Transcribe, verbatim, every line from the start of the entries through the line that contains "including ARISTOTLE (NCT00412984)."; include both boundary lines and omit all others.
-- Data for review follows --
PR #496, opened 2026-08-10
Fix Round 23: results that look complete but silently are not

gasvn:
Round 23 of the role-play test harness. Three personas — cardiovascular pharmacoepidemiology, cancer immunotherapy clinical trials, and protein-interaction/pathway systems biology — reported 26 issues; 7 survived CLI verification and are fixed here.

All three personas independently hit the same shape of failure, and it is a different one from the last two rounds. Rounds 21 and 22 were about lookups that return *nothing* when the data is there. This round is about calls that return **something plausible while silently dropping part of the answer**. An empty result at least prompts the caller to look closer. A short-but-populated one does not — it gets used as if it were the whole answer.

## ClinicalTrials.gov (`ctg_tool.py`)

**Brand-name intervention searches nearly vanished.** Queries were restricted to `AREA[InterventionName]`, but registrants record brand names in the separate `InterventionOtherName` synonym field. Live counts:

| query | InterventionName only | both name fields | unrestricted |
|---|---|---|---|
| `Eliquis` + atrial fibrillation | 5 | **43** | 52 |
| `Opdualag` + melanoma | 2 | **19** | 22 |
| `vedolizumab` | 134 | **142** | 215 |
| `apixaban` + atrial fibrillation | 96 | **108** | 189 |

Searching both name fields recovers the brand-name hits without reopening the imprecision that motivated the original restriction — that noise came from description/arm-label text, which neither name field contains.

Before: `ClinicalTrials_search_by_intervention {"intervention":"Eliquis","condition":"atrial fibrillation","filter_phase":"PHASE3"}` → `total_count: 0`.
After: `total_count: 10`, including ARISTOTLE (NCT00412984).

**A failed per-study fetch was dropped without a trace.** `execute_RESTful_query` returns a falsy value for HTTP errors, timeouts and undecodable JSON alike, and the details loop discarded those silently. A transient blip surfaced either as a quietly short result set or as `"No relevant information found for the given NCT IDs."` — which reads as "this trial has no eligibility criteria" for a trial that demonstrably has them. Fetch failures and genuinely absent data no longer share a response; partial failures are now named in `metadata.failed_nct_ids`.

**Intervention lists were sliced to 5 with no count and no flag.** NCT03337698 is a real tiragolumab trial with 18 interventions, none of which survived the slice — it read as a false positive. Now reports `intervention_count` and `interventions_truncated`.

**`filter_status` / `filter_phase` were unvalidated.** The natural spellings `"recruiting"` and `"Phase 3"` produced a bare upstream HTTP 400 whose remediation advice — *retry, check service status, report if persistent* — is actively wrong for a typo. Both are now normalized case- and separator-insensitively, and a genuinely unknown value is rejected up front with the legal values named.

**The default phase-2-and-above gate was disclosed only on zero results**, so a caller with a healthy-looking list never learned that phase-1 and observational studies had been filtered out of it. A non-empty result is just as filtered as an empty one.

## Reactome interactors (`reactome_interactors_tool.py`)

`page_size` was clamped to 100, and `total_interactors` was read from the `/details` response's `count` field — which reports how many records *that page* returned, not the size of the full set. So `page_size=300` came back reporting `total_interactors: 100` with nothing indicating truncation, and the "total" changed with page size, breaking any pagination loop. Live: `pageSize=100` → `count=100`; `pageSize=300` → `count=249`.

The clamp is removed (Reactome honours larger page sizes) and the true total now comes from the dedicated `/summary` endpoint, with an explicit `truncated` flag and a note naming the `page_size` that would fetch everything. If `/summary` is unreachable, the page count is no longer passed off as a total (`total_is_exact: false`).

Before: `{"accession":"P04637","page_size":300}` → `total_interactors: 100`.
After: `total_interactors: 249, returned_interactors: 249, truncated: false` — matching the 249 the tool's own description advertises.

## STRING identifier mapping (`string_tool.py`)

Identifiers STRING could not map were simply absent from the response — no placeholder, no warning — so a batch of 500 gene symbols could return 480 records as a plain `success`, discoverable only by diffing `queryIndex` values by hand. Silently shrinking a gene set skews every downstream enrichment, and validating that identifiers exist in STRING is this tool's stated purpose. The submitted list is now reconciled against what came back, omissions are named in `metadata`, and mapping *nothing* is an error rather than an empty success.

Worth flagging, because the obvious fix here is wrong: absence does not prove failure. STRING also de-duplicates by resolved protein, keeping only the **last** identifier of each group — `["TP53","P04637"]` legitimately returns a single record at `queryIndex 1`. A naive check would have reported "TP53 could not be mapped", a confidently wrong claim about a real gene and worse than the original silent drop. Absent identifiers are therefore re-queried on their own (bounded, and only when something is actually missing) to separate collapsed duplicates from genuine misses.

## Verification

- `tests/unit` (the CI-blocking suite) green.
- Every fix re-run through the CLI with the persona's original arguments; before/after captured above.
- `tu test` passes for `ClinicalTrials_search_studies`, `ClinicalTrials_search_by_intervention`, `search_clinical_trials`, `get_clinical_trial_eligibility_criteria`, `ReactomeInteractors_get_protein_interactors`, `STRING_map_identifiers`.
- Two pre-existing test files asserted the old behaviour and were updated deliberately: `test_ctg_phrase_quoting.py` (the `AREA[]` construction) and `test_reactome_interactors_pagination.py` (which mocked a single HTTP call and is now split per endpoint, with added coverage for the true-total and degraded-`/summary` paths).
- Regression-checked that the STRING change does not touch the other tools sharing `STRINGRESTTool`.

19 of 26 reported issues were discarded as false positives or out of scope (73%) — including several where the tool was behaving correctly and the persona misread an honest empty result, and one where Reactome's static IntAct snapshot genuinely lacks the expected interactors (an upstream data-coverage matter, not a code defect).

### DIFF
--- a/src/tooluniverse/ctg_tool.py
+++ b/src/tooluniverse/ctg_tool.py
@@ -24,7 +24,7 @@ def _phrase_quote_if_plain(value: str) -> str:
     return value
 
 
-def _restrict_to_area(value: str, area: str) -> str:
+def _restrict_to_area(value: str, areas: tuple) -> str:
     """Fix-R13B-1: CTG API v2's Essie search engine treats a bare
     query.intr/query.spons value as a match against the whole study
     record (brief summaries, arm descriptions, eligibility text, etc.)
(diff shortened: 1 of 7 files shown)


gasvn:

PR #497, opened 2026-08-10
Fix Round 24: results that name the wrong entity while looking correct

gasvn:
Round 24 of the test harness. Three researcher personas (plant/agricultural genomics, nutrition & dietary exposure, rare-disease diagnostics) reported 30 issues; each was re-run through the CLI against a clean `origin/main` checkout before being queued.

The theme this round is different from #493-#496: not "the lookup came back empty", but **the lookup came back full, well-formed, and about a different entity**. Nothing in these responses gave a caller a reason to doubt them.

### `Orphanet_get_genes` answered MPS I with the MPS X gene
`{"orpha_code":"579"}` (Mucopolysaccharidosis type 1) returned `ARSK` at 5q15 — the MPS type X gene — with `subtype_sources: [{orpha_code: 662216, name: "Mucopolysaccharidosis type 10"}]`. Orphanet curates gene associations on subtype codes, so the tool falls back to scanning Orphadata's orphacode list for terms containing the parent's name, using a bare substring test. Orphanet's terms are numbered, and `"Mucopolysaccharidosis type 1"` is a substring of `"Mucopolysaccharidosis type 10"`.

The match now has to sit on a token boundary. Measured over all 4,245 gene-associated orphacodes, this removes matches for 43 parent names, and every one is the same false positive: `"Familial hyperaldosteronism type I"` → `type II/III/IV`, `"Mucolipidosis type II"` → `type III`, `"Achondroplasia"` → `"Pseudoachondroplasia"`, `"Neuroblastoma"` → `"Ganglioneuroblastoma"`. Real subtypes are all retained — `"Mucopolysaccharidosis type 4A"`, `"Mucopolysaccharidosis type 2, severe form"`, `"Neonatal Marfan syndrome"`, all 16 Ehlers-Danlos subtypes, all 71 Charcot-Marie-Tooth subtypes.

- Before: `ORPHA:579 → ["ARSK"]`
- After: `ORPHA:579 → []`; 580 → `IDS`, 582 → `GALNS, GLB1`, 583 → `ARSB`, 558 → `TGFBR1, TGFBR2, FBN1` all unchanged

### `gather_disease_profile` merged three diseases into one identifier block
`{"disease":"mucopolysaccharidosis type I"}` returned `orphanet: 583` (MPS VI), `mesh: D009085` (MPS IV) and `ordo: ORDO:217085` (MPS II severe form) together under one disease name, with `per_source.orphanet.name` literally reading `"Mucopolysaccharidosis type 6"`. Every source is a ranked search and the code took each one's first hit; Orphanet ranks MPS VI first for that query and the real MPS I fourth.

Cross-references are now only promoted to `identifiers` when their own label names the queried disease, folding Roman and Arabic subtype numerals together so `"type I"` still matches Orphanet's `"type 1"`. Non-matching hits stay visible in `per_source` with a `match` flag rather than being presented as the disease's IDs.

- Before: `{"orphanet":"583","efo":"MONDO_0001586","ncit":"NCIT:C85053","mesh":"mesh:D009085","ordo":"ORDO:217085"}`
- After: `{"orphanet":"579","efo":"MONDO_0001586","ncit":"NCIT:C85053"}`
- `Hurler syndrome`, `cystic fibrosis` and `Marfan syndrome` keep every identifier they had (and gain a few) — no recall loss

### `proteins_api_search` dropped the caller's organism on retry
`{"query":"FT1","organism":"Triticum aestivum","size":2}` returned `A0A023EZA4_TRIIF` — *Triatoma infestans*, an assassin bug — as a success, with the note *"No human matches found; the search was automatically widened to all organisms. Pass an explicit 'organism' … to scope it."* The caller had passed one. When the first search comes back empty the tool retries under the other field, and the retry parameters were rebuilt from scratch keeping only `format`/`size`/query, so `organism=`/`taxid=` never survived. `{"query":"FT1","taxid":"4565"}` and `{"query":"FT1","taxid":"9606"}` returned byte-identical results.

The retry now carries the original parameters forward and changes only the field being retried. The human-default widening (Feature-69A-007) is unaffected — it may still drop the `taxid=9606` this tool injects itself, and only that.

- Before: 2 hits, first is *Triatoma infestans*, echoed URL `?format=json&size=2&protein=FT1`
- After: `count: 0`, no note, echoed URL `?gene=FT1&size=2&organism=Triticum+aestivum&format=json`
- `{"query":"blaKPC","size":3}` still widens and still emits the note; `{"query":"CYP2D6","size":2}` still human-first

### KEGG cross-references handed out a substance ID labelled as PubChem
`KEGG_get_compound {"compound_id":"C05443"}` returned `dblinks.PubChem: "7805"`. KEGG deposits its records into PubChem as *substances*, so that is SID 7805 — and CID 7805 is 1-bromo-4-methylbenzene, C7H7Br. Feeding it to `PubChem_get_compound_properties_by_CID` returns that molecule as a clean success. Same for acrylamide: C01659 links `4808`, and CID 4808 is an unrelated C36 compound.

Verified against PubChem PUG-REST: `/substance/sid/7805/cids` → `5280795` (cholecalciferol) and `/substance/sid/4808/cids` → `6579` (acrylamide). The key is now `PubChem_SID`, and the schema documents how to resolve it.

### `NCBIVariation_rsid_lookup` reported every variant one base off
`grch38_placements[].position` was dbSNP's 0-based interbase SPDI offset, emitted under a description promising GRCh38 genomic coordinates. `rs121965019` (IDUA c.1205G>A, p.Trp402Ter) came back as chr4:1002746 where `ClinVar_get_variant_details`, `EnsemblVEP_annotate_hgvs` and `MyVariant_query_variants` all say 1002747; the tool's own documented example `rs429358` reported 44908683 rather than 44908684.

`position` is now 1-based, `coordinate_system` states the convention, and the raw offset is kept as `spdi_position`. The per-allele duplicate gene rows (IDUA listed twice for a single-gene variant) are collapsed.

### The integration suite rewrote 2,604 committed files
`tests/integration/test_coding_api_integration.py` called `generate_tools()` with no `output_dir`. That default is the committed `src/tooluniverse/tools/` tree, so simply running the integration suite rewrote 2,604 tracked wrapper files — including 119 that lose their `dict[str, Any]` return annotation — leaving a diff indistinguishable from real work. Every call site already allocates a temp dir and is commented *"Generate tools in temp directory"*; it just was not passed. Guarded with an AST test so it cannot silently regress.

## Verification

- New: `tests/unit/test_orphanet_subtype_name_boundary.py`, `test_disease_profile_identifier_match.py`, `test_ncbi_variation_placement_coordinates.py`, `test_kegg_dblinks_pubchem_namespace.py`, `test_coding_api_generation_is_sandboxed.py`, plus a case added to `test_proteins_api_organism_widening.py` — 29 tests, all passing
- Pre-existing suites re-run green: `test_orphanet_gene_fetch_failure_visibility`, `test_orphanet_classification_hierarchy`, `test_orphanet_invalid_code_validation`, `test_orphanet_gene_name_slash_encoding`, `test_proteins_api_accession_routing`, `test_proteins_api_organism_widening`, `test_genomic_variation_archives_depth`, `tests/tools/test_orphanet_tool.py`
- `tests/unit` was green on `origin/main` before the change and stays green
- Every fix re-verified live through `tu run` with the original failing arguments

No overlap with #493, #494, #495 or #496 — none of them touch `orphanet_tool.py`, `compound_disease_tool.py`, `kegg_ext_tool.py`, `ncbi_variation_tool.py` or `proteins_api_tool.py`.

### DIFF
--- a/src/tooluniverse/compound_disease_tool.py
+++ b/src/tooluniverse/compound_disease_tool.py
@@ -5,10 +5,42 @@ returning identifiers, associated genes, phenotypes, and prevalence data
 in a single call.
 """
 
+import re
 from typing import Any, Dict, List
 
 from .base_tool import BaseTool
 from .tool_registry import register_tool
+
+# Disease nomenclature mixes Roman and Arabic subtype numbers freely --
+# "Mucopolysaccharidosis type I" (query), "Mucopolysaccharidosis Type I"
+# (NCIT) and "Mucopolysaccharidosis type 1" (Orphanet) are one disease.
+_ROMAN_TO_ARABIC = {
+    "i": "1",
+    "ii": "2",
+    "iii": "3",
+    "iv": "4",
+    "v": "5",
+    "vi": "6",
+    "vii": "7",
+    "viii": "8",
+    "ix": "9",
+    "x": "10",
+}
+
+
+def _normalize_disease_label(text: str) -> str:
+    """Fold a disease name to a comparable form: lowercase, punctuation-free,
+    with Roman subtype numerals rewritten as Arabic."""
+    tokens = re.split(r"[^0-9a-z]+", (text or "").lower())
+    return " ".join(_ROMAN_TO_ARABIC.get(t, t) for t in tokens if t)
+
+
+def _labels_match(query: str, label: str) -> bool:
+    """True when `label` names the same disease the caller asked for."""
+    normalized_query = _normalize_disease_label(query)
+    return (
+        bool(normalized_query) and _normalize_disease_label(label) == normalized_query
+    )
 
 
 def _truncate_msg(msg: str, limit: int = 240) -> str:
@@ -61,7 +93,7 @@ class CompoundDiseaseProfileTool(BaseTool):
         r = _try_tool(
             "Orphanet", "Orphanet_search_diseases", {"query": disease, "language": "en"}
         )
-        sections["orphanet"] = self._parse_orphanet(r)
+        sections["orphanet"] = self._parse_orphanet(r, disease)
 
         # 2. OMIM
         r = _try_tool("OMIM", "OMIM_search", {"query": disease, "limit": 5})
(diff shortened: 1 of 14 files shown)


gasvn:

PR #498, opened 2026-08-10
Fix Round 25: results that look complete or point at the wrong culprit

gasvn:
Seven tools that returned a well-formed, successful-looking response while quietly omitting — or misattributing — the thing that was asked for. Every one was reproduced through the CLI before any code was touched, and every root cause was confirmed against real upstream data rather than inferred.

Three came from persona sweeps in domains this harness had not covered before (veterinary/comparative biology, reproductive & developmental genetics, microbiome/metagenomics); four were carry-forwards re-verified from scratch.

---

## 1. DrugBank chemistry lookups returned no formula or weight

`drugbank_get_drug_chemistry_by_drug_name_or_drugbank_id` advertises "molecular formula, weight, and structure" and returned `""` for both on **every small molecule**, sitting next to a correctly populated `melting_point` and `water_solubility` — so the blanks read as "DrugBank has no value" rather than "we looked in the wrong element".

DrugBank files Molecular Formula/Weight under `<calculated-properties>` for small molecules, and under `<experimental-properties>` only for biotech entries. The config mapped both fields at the experimental section alone. Dumping DB00602 from the cached dataset confirms it: `calculated-properties` holds `Molecular Formula = C95H146O28`, while `experimental-properties` holds only Water Solubility and Melting Point.

Swapping one hard-coded section for the other would just move the blanks onto the biologics, so instead a flat `field_mappings` value may now be a **list of XPath expressions, tried in order, first non-empty wins**. `ElementTree.findall()` does not accept `|` unions, which is why a list is the right shape. Single-string mappings and the nested `parent_path` branch are byte-identical.

```
$ tu run drugbank_get_drug_chemistry_by_drug_name_or_drugbank_id '{"drug_name": "Ivermectin"}'
before: "molecular_formula": "",           "molecular_weight": ""
after:  "molecular_formula": "C95H146O28", "molecular_weight": "1736.185"
```
Aspirin (DB00945) `C9H8O4` / `180.1574`; the biotech entry Lepirudin still resolves `C287H440N80O111S6` through the second list element, exercising the fallback.

## 2. `ChEBI_search` silently capped every result set at 15

The tool accepted `limit` up to 100, then returned at most 15 compounds regardless, reporting `result_count: 15` with nothing marking the answer as partial. The EBI `advanced_search` endpoint paginates at 15 hits/page and reports the true size in `total`/`number_pages`; the tool issued one POST and discarded both. A survey of "flavonoid" therefore looked like 15 hits when ChEBI holds 116 — an 8x undercount that reads as a complete answer.

It now walks successive pages until `limit` is satisfied or the set is exhausted, and surfaces the API's count as **`total_matches`**, so a caller can tell "10 returned of 116 matching" from "only 10 exist". `result_count` keeps its existing meaning. A failure fetching page N > 1 degrades to fewer results instead of discarding pages already in hand; absent page metadata degrades to the previous single-page behaviour rather than looping.

```
$ tu run ChEBI_search '{"query": "flavonoid", "limit": 40}'
before: result_count 15
after:  result_count 40, total_matches 116, 3 requests
```
`limit=5` still costs one request; the default of 10 is unchanged; `limit=100` returns 100 unique accessions in 7 requests.

## 3. `visualize_molecule_2d` could not resolve any molecule name

`_resolve_molecule_name()` returned `None` for every input, making the `molecule_name` parameter inert — the tool was drivable only by explicit SMILES/InChI.

PubChem PUG-REST renamed its SMILES properties (`IsomericSMILES` → `SMILES`, `CanonicalSMILES` → `ConnectivitySMILES`). Requesting the legacy name still works, but the response comes back keyed by the **new** name, and the code tested for the legacy key before reading it, so the lookup always fell through:

```
$ curl ".../compound/name/aspirin/property/IsomericSMILES/JSON"
{"PropertyTable":{"Properties":[{"CID":2244,"SMILES":"CC(=O)OC1=CC=CC=C1C(=O)O"}]}}
```

Now requests the current name and reads either key, matching the convention `metabolite_tool.py` already uses. aspirin and caffeine resolve; an unknown name still returns `None`.

## 4. PubMed results dropped the DOI for pre-2008 literature

`PubMed_search_articles` returned `"doi": null` for essentially every article published before ~2008 — a null that reads as "no DOI was assigned" rather than "we only looked in one place". For the canine MDR1 question that stripped DOIs from the entire foundational Mealey/Geyer-era literature while modern papers looked fine.

The esummary parser read the DOI only from `elocationid`, then iterated `articleids` matching just `idtype == "pmc"`, never `idtype == "doi"`. NCBI leaves `elocationid` empty for older records but always lists the DOI in `articleids`:

```
15720521 | eloc=''                        | articleids doi = 10.1111/j.1365-2885.2004.00625.x
17354009 | eloc=''                        | articleids doi = 10.1007/s00204-007-0193-6
41837342 | eloc='doi: 10.1002/jat.70166'  | articleids doi = 10.1002/jat.70166
```

The structured `articleids` entry is now primary and `elocationid` the fallback: it is populated for both eras, its value is bare rather than the mixed `pii: … doi: …` free text, and it needs no parsing heuristic. The same defect in the efetch XML path is fixed alongside it — PMID 15720521's efetch record has no `<ELocationID>` at all but does carry `<ArticleId IdType="doi">`.

Six previously-null PMIDs now resolve (back to a 1969 record); a modern record is unchanged with no `doi: ` prefix leaking in; an article genuinely without a DOI still returns `None`.

## 5. Every Bgee call failed with HTTP 403, including its own example

All three Bgee tools were unusable — `Bgee_get_gene_expression` returned `HTTP error: 403` even for the exact gene its description advertises.

**The obvious hypothesis — a blocked `python-requests` user agent — is wrong.** `BGEE_BASE_URL` lacked a trailing slash, so requests built `https://www.bgee.org/api?page=…`, and bgee.org's Cloudflare edge challenges that path before it ever reaches the application. Bisected against the tool's exact URL and params:

| Request | python-requests UA | curl UA | Chrome UA |
|---|---|---|---|
| `/api?page=…` | 403 | 403 | 403 |
| `/api/?page=…` | 200 | 200 | — |

The 403 carries `cf-mitigated: challenge` / `server: cloudflare`; a bare `GET /api/` returns Bgee's *own* JSON 404 envelope, proving the slashed path reaches the app and the slashless one does not. One character repairs all three tools, which shared the constant. HTTP failures now also surface Bgee's own JSON message, so an invalid gene ID explains itself.

## 6. OpenTargets expression returned 25 of ~1400 rows as if complete

`OpenTargets_get_target_expression_by_ensemblID` reported `count: 1409` and returned 25 rows, with no pagination parameter at all — the other 1384 unreachable. The GraphQL query asked for `baselineExpression` without a `page` argument, so the API's default page size of 25 applied silently. The description even advised filtering client-side by `datasourceId`, which is impossible when 98% of rows never arrive.

The 25 are not a representative sample. For NLRP7 they held exactly one GTEx tissue (pituitary gland, median 0.01) and omitted **testis at 7.53 — the gene's highest-expressing GTEx tissue**. The result was a confident, well-formed expression profile that inverts the answer.

Now passes an explicit page, exposes `size` (default 250) and `index`, and makes partial-ness explicit rather than leaving the caller to compare `count` against `len(rows)`: the response carries `returned`, `truncated` and the `page` actually applied, plus a metadata note when rows remain. Because rows from one datasource are interleaved across the whole result, that note says so — a partial page is not a complete view of any single source.

Live-probed rather than assumed: max `size` is 3000 (`size=5000` → *"the size must be between 0 and 3000"*), and `$index: Int!` with a default is rejected by this server, so the query uses nullable variables. `size=3000` returns all 1409 with `truncated: false`; testis is reachable at the default 250.

## 7. ClinVar blamed the gene when the significance filter was invalid

`ClinVar_search_variants` pasted an unrecognised `clinical_significance` straight into the Entrez term, returned `status: success` with zero results, and then told the user to go re-verify their gene symbol:

```
$ tu run ClinVar_search_variants '{"gene":"TP53","max_results":3,"clinical_significance":"Banana"}'
"total_count": 0,
"query_translation": "TP53[gene] AND (\"clinsig banana\"[Filter] OR clinsig_banana[prop])",
"zero_result_hint": "No ClinVar records matched gene 'TP53'. …verify the symbol…"
```

TP53 is about as valid as a gene symbol gets. The hint pointed at the one input that was never the problem, while the real culprit was visible only to someone who thought to read `query_translation`.

Validated at the input instead of diagnosed after the fact: an unrecognised class is now rejected before any search runs, with the accepted list in the message. A silently-wrong filter reporting success is the actual defect — rewording the hint would have left it in place. The genuine gene-symbol hint still fires unchanged for a real unknown symbol, and valid filters are untouched: NLRP7 still returns 434 unfiltered and 34 for `Pathogenic`, matching NCBI's own esearch count.

---

## Verification

- `pytest tests/unit` — green before and after, **0 regressions**. New tests added for six of the seven fixes (56 new assertions across five files), all network-free.
- `ruff check` on every modified module: finding counts identical to their `HEAD` baselines — **zero new lint findings**. `ruff format --check` clean on all changed files.
- `git status --short src/tooluniverse/tools/` — **0**. The bulk generator was never run; the two affected wrappers were produced per-tool and match generator output byte-for-byte, including the `[:77]`/`[:97]` docstring truncations.
- Every fix was re-run through the CLI with its original failing arguments.

## Overlap with open PRs #493–#497

Checked before queuing anything. Deliberately **not** fixed here because a sibling PR already owns the file and the symptom:

- UniProt `organism` rejecting non-model species with HTTP 400 — #494 rewrites exactly this path (routes names to `organism_name:`).
- HPA `..._in_specific_tissues` reading the tissue-*enrichment* summary instead of the full panel — #495 fixes precisely this.
- openFDA `limit` not clamped to its documented max — #493 owns `openfda_tool.py`.

The one shared file is `data/opentarget_tools.json`, which #494 also edits — but only its `OpenTargets_get_evidence_by_datasource` entry. This PR's diff there is two hunks, both inside the expression tool's entry; the two do not overlap. `graphql_tool.py` is touched by #494/#495 as well; the change here is one new constant plus a name-gated block, so a rebase conflict would be small and mechanical if those merge first.

### DIFF
--- a/src/tooluniverse/bgee_tool.py
+++ b/src/tooluniverse/bgee_tool.py
@@ -16,7 +16,12 @@ from typing import Dict, Any
 from .base_tool import BaseTool
 from .tool_registry import register_tool
 
-BGEE_BASE_URL = "https://www.bgee.org/api"
+# NOTE: the trailing slash is REQUIRED. Requests to "https://www.bgee.org/api"
+# (no slash) never reach the Bgee application -- they are intercepted by the
+# site's Cloudflare WAF and answered with an HTTP 403 challenge page
+# ("cf-mitigated: challenge"). Only "https://www.bgee.org/api/?..." is routed
+# to the API. This is independent of User-Agent and of any request header.
+BGEE_BASE_URL = "https://www.bgee.org/api/"
 
 
 @register_tool("BgeeTool")
@@ -54,13 +59,42 @@ class BgeeTool(BaseTool):
         except requests.exceptions.HTTPError as e:
             return {
                 "status": "error",
-                "error": f"Bgee API HTTP error: {e.response.status_code}",
+                "error": self._http_error_message(e),
             }
         except Exception as e:
             return {
                 "status": "error",
                 "error": f"Unexpected error querying Bgee: {str(e)}",
             }
+
+    def _http_error_message(self, exc: requests.exceptions.HTTPError) -> str:
+        """Build an actionable message from a failed Bgee HTTP response.
+
+        Bgee answers bad requests with a JSON body that carries a human
+        readable ``message`` (e.g. an unknown gene ID yields HTTP 404 with
+        ``"Page not found."``), so surface that instead of a bare status code.
+        """
+        response = exc.response
+        status = getattr(response, "status_code", None)
+        api_message = ""
+        try:
+            body = response.json()
+            if isinstance(body, dict):
+                api_message = str(body.get("message", "")).strip()
+        except (ValueError, AttributeError):
+            # non-JSON body (HTML error page) or no response attached
+            api_message = ""
+
+        message = f"Bgee API HTTP error: {status}"
+        if api_message:
+            message += f" - {api_message}"
+        if status == 404:
+            message += (
+                " (check that the gene ID is a valid Ensembl ID present in Bgee"
+                " for the requested species, e.g. gene_id=ENSG00000141510 with"
+                " species_id=9606)"
+            )
+        return message
 
     def _query(self, arguments: Dict[str, Any]) -> Dict[str, Any]:
         """Route to appropriate Bgee endpoint."""
--- a/src/tooluniverse/chebi_tool.py
+++ b/src/tooluniverse/chebi_tool.py
@@ -20,6 +20,15 @@ from .tool_registry import register_tool
 
 CHEBI_BASE_URL = "https://www.ebi.ac.uk/chebi/backend/api/public"
 
+# advanced_search is server-side paginated at 15 hits per page and exposes the
+# page number as a 1-indexed query-string parameter (`?page=1` is the first
+# page and is byte-identical to omitting the parameter; `?page=0` and any page
+# beyond `number_pages` return a non-JSON error body). `limit` is clamped to
+# 100, so at most ceil(100 / 15) == 7 pages are ever needed; the cap below is
+# a hard stop that protects against a server that stops honouring `page`.
+_SEARCH_PAGE_SIZE = 15
+_SEARCH_MAX_PAGES = 8
+
 _HTML_TAG_RE = re.compile(r"<[^>]+>")
 
 
@@ -202,7 +211,11 @@ class ChEBITool(BaseTool):
 
         if limit is None:
             limit = 10
-        limit = min(limit, 100)
+        try:
+            limit = int(limit)
+        except (TypeError, ValueError):
+            limit = 10
+        limit = max(0, min(limit, 100))
 
         # Use advanced_search endpoint for better relevance
         url = f"{CHEBI_BASE_URL}/advanced_search/"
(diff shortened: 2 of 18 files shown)


gasvn:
-- Data for review concluded --
* Your response:
PR #496, opened 2026-08-10
Fix Round 23: results that look complete but silently are not

gasvn:
Round 23 of the role-play test harness. Three personas — cardiovascular pharmacoepidemiology, cancer immunotherapy clinical trials, and protein-interaction/pathway systems biology — reported 26 issues; 7 survived CLI verification and are fixed here.

All three personas independently hit the same shape of failure, and it is a different one from the last two rounds. Rounds 21 and 22 were about lookups that return *nothing* when the data is there. This round is about calls that return **something plausible while silently dropping part of the answer**. An empty result at least prompts the caller to look closer. A short-but-populated one does not — it gets used as if it were the whole answer.

## ClinicalTrials.gov (`ctg_tool.py`)

**Brand-name intervention searches nearly vanished.** Queries were restricted to `AREA[InterventionName]`, but registrants record brand names in the separate `InterventionOtherName` synonym field. Live counts:

| query | InterventionName only | both name fields | unrestricted |
|---|---|---|---|
| `Eliquis` + atrial fibrillation | 5 | **43** | 52 |
| `Opdualag` + melanoma | 2 | **19** | 22 |
| `vedolizumab` | 134 | **142** | 215 |
| `apixaban` + atrial fibrillation | 96 | **108** | 189 |

Searching both name fields recovers the brand-name hits without reopening the imprecision that motivated the original restriction — that noise came from description/arm-label text, which neither name field contains.

Before: `ClinicalTrials_search_by_intervention {"intervention":"Eliquis","condition":"atrial fibrillation","filter_phase":"PHASE3"}` → `total_count: 0`.
After: `total_count: 10`, including ARISTOTLE (NCT00412984).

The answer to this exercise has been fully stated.